I See Your Face and I'm Home
by crisskisses
Summary: A year and a half has gone by since Sherlock committed suicide, or at least that was what John Watson thought.


I See Your Face and I'm Home

_**JOHN POV**_

Eighteen months. Eighteen months it had been since I watched my best friend, my most trusted companion, Sherlock Holmes, commit his inevitable suicide. A year and a half, approximately, had passed since that dreadful, stagnant day -ever-present in my memory- when I saw Sherlock make the jump and hit the ground, his lifeblood gushing out of the fatal wound on the back of his head. I, an army doctor, knew he was gone (cue that tight feeling in the back of my throat) before many others, but that didn't stop me from taking a pulse off his cold, pale wrist when I managed to push through the stumbling crowd. My vision was blurry by then, I do remember, for I was not a man afraid to show emotion when combated with anguish or pain, contrary to popular belief. In the Afghan, I watched many of my fellows die, and viewed much misery in the strangers who lived in communities plagued with exotic diseases and unjust political regimes, but I seldom cried in that duration of my life. This was different, much different. While being a soldier and being a doctor was what I had chosen as a career, to make my living and do my part helping the suffering around the world, I had chosen Sherlock in an entirely different way.

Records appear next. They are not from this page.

PR #3722, opened 2024-03-14
Add missing metadata when fetching datasets

MatMoore:
I noticed a few bits of metadata are not being passed through to the frontend correctly, so we render some missing values on the details page. This PR adds those in.

We are still missing some attributes we've previously defined like `source_dataset`, `where_to_access_dataset`, but we don't have that in the catalogue yet, so we'll have to handle that in another ticket (either populating or removing these fields).

### Added

- Return `qualifiedName` and `tags` for datasets if available

### Changed

- Use timezone aware timestamps when returning last updated values, and source
  the information from `lastModified` in Datahub, not `lastIngested`.
- Prefer native data types to Datahub's type when returning schemas for datasets

### DIFF
--- a/python-libraries/data-platform-catalogue/data_platform_catalogue/client/datahub/datahub_client.py
+++ b/python-libraries/data-platform-catalogue/data_platform_catalogue/client/datahub/datahub_client.py
@@ -665,7 +665,7 @@ class DataHubCatalogueClient(BaseCatalogueClient):
             domain = parse_domain(response)
             owner, owner_email = parse_owner(response)
             tags = parse_tags(response)
-            name = properties["name"]
+            name = properties.get("name", response.get("name"))
             created, modified = parse_created_and_modified(properties)
 
             # A dataset can't have both a container and data product parent, but if we did
@@ -678,6 +678,8 @@ class DataHubCatalogueClient(BaseCatalogueClient):
                 relations = parse_relations(
                     RelationshipType.PARENT, response["data_product_relations"]
                 )
+            else:
+                relations = {}
             return TableMetadata(
                 name=name,
                 fully_qualified_name=properties.get("qualifiedName") or name,
--- a/python-libraries/data-platform-catalogue/data_platform_catalogue/client/datahub/datahub_client.py
+++ b/python-libraries/data-platform-catalogue/data_platform_catalogue/client/datahub/datahub_client.py
@@ -664,6 +664,7 @@ class DataHubCatalogueClient(BaseCatalogueClient):
             domain = parse_domain(response)
             owner, owner_email = parse_owner(response)
             tags = parse_tags(response)
+            name = properties["name"]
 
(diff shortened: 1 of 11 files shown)


python-libraries/data-platform-catalogue/data_platform_catalogue/entities.py
```diff
@@ -121,13 +121,15 @@ class TableMetadata:
...
+    fully_qualified_name: str | None = None
     data_sensitivity_level: SecurityClassification = SecurityClassification.OFFICIAL
     tags: list[str] = field(default_factory=list)
     major_version: int = 1
     row_count: int | None = None
-    last_updated: datetime | None = None
     owner: str = ""
     owner_email: str = ""
+    last_updated: datetime | None = None
+    first_created: datetime | None = None
```
LavMatt, line 132: Not necessarily for this PR (could be a separate ticket) but i think we should start adding descriptions, using pydantic's `Field` possibly, to our entity metadata properties. They are growing quickly and some are a little bit open to interpretation, e.g. `first_created` could mean first created in the catalogue or first created as a table on the AP, or even when the table first was created at source

python-libraries/data-platform-catalogue/data_platform_catalogue/client/datahub/datahub_client.py
```diff
@@ -664,6 +665,8 @@ def get_table_details(self, urn) -> TableMetadata:
             domain = parse_domain(response)
             owner, owner_email = parse_owner(response)
             tags = parse_tags(response)
+            name = properties["name"]
```
LavMatt: This is throwing an `KeyError`when run for dbt dataset urn. It's something that has slipped through,`name` is not set within the `properties` key of the response for dbt ingestions. They have a `name` key/value at the top level of the response, however this is equivalent to a fully qualified name e.g. `awsdatacatalog.dbt_database.dbt_table`

LavMatt (commented):
Looks good. I've picked up one issue that is unrelated to the changes here and a comment on descriptions for our entity metadata properties. 

Could be handled in fresh tickets if preferable

python-libraries/data-platform-catalogue/data_platform_catalogue/entities.py
MatMoore: Yeah 💯 I would be keen to redo all these model classes.

I'd be in favour of adopting pydantic for this, as then we can serialise/deserialise to JSON as well without additional code.

python-libraries/data-platform-catalogue/data_platform_catalogue/client/datahub/datahub_client.py
MatMoore: Ah, annoying. I've added a fallback to top level `name` to match the search response.

LavMatt (approved):

Issue #3700, opened 2024-03-13
:lock: ITHC Offboarding


julialawrence:
### User Story

Now that ITHC activities have concluded we need to offboard NCC users from the system

### Useful Contacts

Julia Lawrene, Tevin Jemide

### Additional Information

NCC Users in `moj-analytical-services`

CP Prod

Well, perhaps chosen was too strong of a word. From the moment Stamford introduced us I knew Sherlock would be trouble, and he had wasted no time proving that to me. The pickling specimens in the refrigerator would put off just about anyone, and his incessant spasms with the violin while thinking were jarring at best, but I now found myself missing the assortment of eyeballs staring at me from between the jam and marmite, the noxious "experiments" that did my head in once or twice a week, and the dissonant chords that once kept me up at night, but I now felt was the only music that could ease me into a peaceful slumber. Yes, I had chosen Sherlock Holmes, and 221B Baker Street, and solving crimes in a very different way than I had chosen the army. It wasn't just my job; it had never been. They, the crimes, the cases, even Sherlock, had become my life. And that had to be the reason it was so hard to let go.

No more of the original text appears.